Nie chce mi się sprawdzać, ale przecież właśnie tak te redakcje działają.
Kiedyś była taka sytuacja, że na temat firmy w której pracowałem pewien człowiek rozniósł zupełnie nieprawdziwą plotkę. Przyjechał nawet w tej sprawie policjant, z którym rozmawiałem niecałe 10 minut - nie chciał nawet oglądać zapisów z monitoringu, słyszeć opinii żadnych pracowników - po prostu po krótkiej wymianie zdań wszystko stało się jasne. Nasi klienci, którzy o sprawie dowiedzieli się z gazet a przecież nas znali, tylko się śmieli.
Ale gazety jak najbardziej zostały poinformowane. Dziennikarz z jednej zadzwonił do mnie, zapytał o sprawę i zamieścił nasze krótkie stanowisko - ale na końcu tekstu, żeby początek brzmiał lepiej. Drugi nawet nie sprawdził u źródła, po prostu popełnił jakiś tekst (z dwoma błędami składniowymi i jednym interpunkcyjnym) i już.
Jaka z tego nauczka na przyszłość? Po pierwsze nie wierzyć w słowo pisane, to już nie XV wiek kiedy drukowanie było zbyt drogie żeby na papierze wypisywać głupoty. Po drugie zlewać dziennikarzy, jeśli nie zna się ich osobiście (znajomy dziennikarz zadzwonił do mnie że i do niego ten gość dzwonił - kazał mu się bujać). To przykre, ale dziś dziennikarstwo zeszło na psy. Co się zresztą dziwić, ten sam dziennikarz o którym mówię ostatnio dostał nową propozycję współpracy z pewnym tygodnikiem o nakładzie 20 000+ egzemplarzy (to dużo), gdzie za relację z lokalnych wydarzeń - średniej długości artykuł - zaproponowali mu... 22 zł.

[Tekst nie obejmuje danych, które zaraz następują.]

PR #2832, opened 2022-11-16
Create one Allure report per attempt, without overwriting

MMeent:
Previously, we overwrote the data of the previous attempt, which would result in us losing access to information of previous runs.


SomeoneToIgnore:
> arbitrary failures in the pipeline

https://github.com/neondatabase/aws/pull/66 + some deployment work hopefully helps drastically with that

bayandin:
> Previously, we overwrote the data of the previous attempt, which would result in us losing access to information of previous runs.

We don't exactly overwrite data but extend the latest runs with results with previous runs; if you open any test in https://neon-github-public-dev.s3.amazonaws.com/reports/main/release/3473978290/index.html#suites/3de20ced56df482626cff043a3f2c817 and switch to `Retries` tab, you see results from previous runs.

Also, there's a button that shows only tests which changed their result in the latest retry

Screenshot 2022-11-16 at 10 36 12

Here's an example of the test with a changed result:
https://neon-github-public-dev.s3.amazonaws.com/reports/main/release/3473978290/index.html#suites/ec4311502db344eee91f1354e9dc839b/6c8546f56d1cdbdf/retries

Does this help?

PR #2838, opened 2022-11-16
Nightly Benchmarks: Move from captest to staging

bayandin:
Migrate Nightly Benchmarks from captest to staging.

- Migrate GitHub Workflows
- Replace `zenith-benchmarker` with regular runners
- Remove `environment` parameter from Neon GitHub Actions, add `postgres_version`
- The only job left on captest is `neon-captest-reuse`, which will be moved to staging after its project migration. 

Ref https://github.com/neondatabase/cloud/issues/2836

### DIFF
--- a/.github/actions/neon-branch-create/action.yml
+++ b/.github/actions/neon-branch-create/action.yml
@@ -8,6 +8,9 @@ inputs:
   project_id:
     desctiption: 'ID of the Project to create Branch in'
     required: true
+  api_host:
+    desctiption: 'Neon API host'
+    default: console.stage.neon.tech
 outputs:
   dsn:
     description: 'Created Branch DSN (for main database)'
@@ -32,7 +35,12 @@ runs:
             --data "{
               \"branch\": {
                 \"name\": \"Created by actions/neon-branch-create; GITHUB_RUN_ID=${GITHUB_RUN_ID} at $(date +%s)\"
-              }
+              },
+              \"endpoints\": [
+                {
+                  \"type\": \"read_write\"
+                }
+              ]
             }")
 
           if [ -z "${branch}" ]; then
@@ -60,8 +68,8 @@ runs:
         host=$(echo $branch | jq --raw-output '.endpoints[0].host')
         echo "host=${host}" >> $GITHUB_OUTPUT
       env:
+        API_HOST: ${{ inputs.api_host }}
         API_KEY: ${{ inputs.api_key }}
-        API_HOST: console.stage.neon.tech
         PROJECT_ID: ${{ inputs.project_id }}
 
     - name: Get Role name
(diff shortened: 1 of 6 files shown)


.github/actions/neon-project-create/action.yml
```diff
@@ -5,12 +5,12 @@ inputs:
...
     required: true
-  environment:
-    desctiption: 'dev (aka captest) or staging'
-    required: true
   region_id:
     desctiption: 'Region ID, if not set the project will be created in the default region'
     required: false
+  postgres_version:
+    desctiption: 'Postgres version; default is 15'
+    required: false
```
SomeoneToIgnore, line 13: Could a `default: 15` field be added here, as in our `run-python-test-set` action? Presumably, we would not need `|| 15` below then.

.github/workflows/benchmarking.yml
```diff
@@ -329,9 +299,9 @@ jobs:
       SAVE_PERF_REPORT: ${{ github.event.inputs.save_perf_report || ( github.ref == 'refs/heads/main' ) }}
       PLATFORM: ${{ matrix.platform }}
 
-    runs-on: [ self-hosted, dev, x64 ]
+    runs-on: [ self-hosted, us-east-2, x64 ]
     container:
-      image: 369495373322.dkr.ecr.eu-central-1.amazonaws.com/rustlegacy:pinned
```
SomeoneToIgnore, line 334: 👍 Is that the last usage? We can remove https://github.com/neondatabase/build/tree/main/rustlegacy then.

SomeoneToIgnore (commented):
Looks nice generally, commented a few oddities.
I'm not aware of the infra behind the changes, so cannot provide a good review though.

.github/actions/neon-branch-create/action.yml
```diff
@@ -85,7 +61,7 @@ runs:
         echo "host=${host}" >> $GITHUB_OUTPUT
       env:
         API_KEY: ${{ inputs.api_key }}
-        API_HOST: ${{ steps.parse-input.outputs.api_host }}
+        API_HOST: console.stage.neon.tech
```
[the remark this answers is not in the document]
bayandin: Unfortunately, composite actions don't support env outside of the steps ([a link](https://docs.github.com/en/actions/creating-actions/metadata-syntax-for-github-actions#runs-for-composite-actions)), so I've moved API host to actions input. It also allows using production instances if we decide to.

.github/actions/neon-project-create/action.yml
bayandin: Ah, nice catch! I forget that we can do it :) 
I also moved default region_id to inputs default. Much cleaner now, thanks!

.github/actions/neon-project-create/action.yml
```diff
@@ -61,6 +36,7 @@ runs:
           --data "{
             \"project\": {
               \"name\": \"Created by actions/neon-project-create; GITHUB_RUN_ID=${GITHUB_RUN_ID}\",
+              \"pg_version\": ${POSTGRES_VERSION},
```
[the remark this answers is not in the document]
bayandin: We have defined it below the step.run:
```yml
      env:
        API_HOST: ${{ inputs.api_host }}
        API_KEY: ${{ inputs.api_key }}
        REGION_ID: ${{ inputs.region_id }}
        POSTGRES_VERSION: ${{ inputs.postgres_version }}
```

I prefer converting inputs to env vars and using these vars in a script. It makes it easier to debug the script, which can be copy-pasted into your terminal.

.github/workflows/benchmarking.yml
bayandin: Yep, this was the last one. I'll create a PR with the removal of this image from another repo.

PR #2839, opened 2022-11-16
test_runner: make proxy mgmt port mandatory

bayandin:
Make `mgmt` port mandatory argument for `NeonProxy` (and set it for `static_proxy`) to avoid port collision when tests run in parallel.

### DIFF
--- a/test_runner/fixtures/neon_fixtures.py
+++ b/test_runner/fixtures/neon_fixtures.py
@@ -2073,9 +2073,9 @@ class NeonProxy(PgProtocol):
         self,
         proxy_port: int,
         http_port: int,
+        mgmt_port: int,
         neon_binpath: Path,
         auth_endpoint=None,
-        mgmt_port=None,
     ):
         super().__init__(dsn=auth_endpoint, port=proxy_port)
         self.host = "127.0.0.1"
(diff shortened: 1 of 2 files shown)


funbringer (approved):

hlinnaka (approved):
I don't think this explains the port conflicts we've been seeing though. If you don't specify the `--mgmt` option to the proxy, it uses port 7000. The ports chosen by the "port distributor" in neon_fixtures.py starts at 15000, so they should never conflict with the default proxy mgmt port.

I agree this is a good idea nevertheless.

bayandin:
Not all of them, but these 2 failures were definitely caused by using 7000 in parallel running tests:
- `test_password_hack`: https://neon-github-public-dev.s3.amazonaws.com/reports/main/release/3480613958/index.html#/testresult/91b6fb0597d37c49
- `test_proxy_options`: https://neon-github-public-dev.s3.amazonaws.com/reports/main/release/3480613958/index.html#/testresult/a56cd520fd70ad42

The error is a bit misleading at first glance (at least for me), it mentions a port from the port distributor and has `Error: Address already in use (os error 98)` in stderr logs, but these are messages about 2 different ports:
- `Error: Address already in use (os error 98)` is about 7000, it doesn't allow the proxy to start
- `requests.exceptions.ConnectionError: HTTPConnectionPool(host='127.0.0.1', port=17092)` about 17092, because nothing is listening on this port

Probably we should tune `_wait_until_ready` error message.

PR #2840, opened 2022-11-16
Add remote seqscans test

bojanserafimov:
This test is very sensitive to latency between services so it's good to run remotely. We should maybe run all tests remotely, but this one is a priority, I'll think about the general problem later.

### DIFF
--- a/test_runner/performance/test_seqscans.py
+++ b/test_runner/performance/test_seqscans.py
@@ -6,6 +6,7 @@ import pytest
 from fixtures.benchmark_fixture import MetricReport
 from fixtures.compare_fixtures import PgCompare
 from fixtures.log_helper import log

W tym cały "złotym pociągu", o ile on w ogóle istnieje, jest tyle złota, co w moim portfelu... A co do samych panów odkrywców, to ja bym to zrobił bardzo prosto. Walnąć akcję poszukiwawczą za sto tauzenów; jeśli pociąg jest dać im 1/10 znaleziska minus 1/10 kosztów akcji poszukiwawczej oraz 1/10 akcji wydobywczej. Jeśli to ściema mająca na celu zaistnienie w mediach - obciążyć kosztami akcji poszukiwawczej.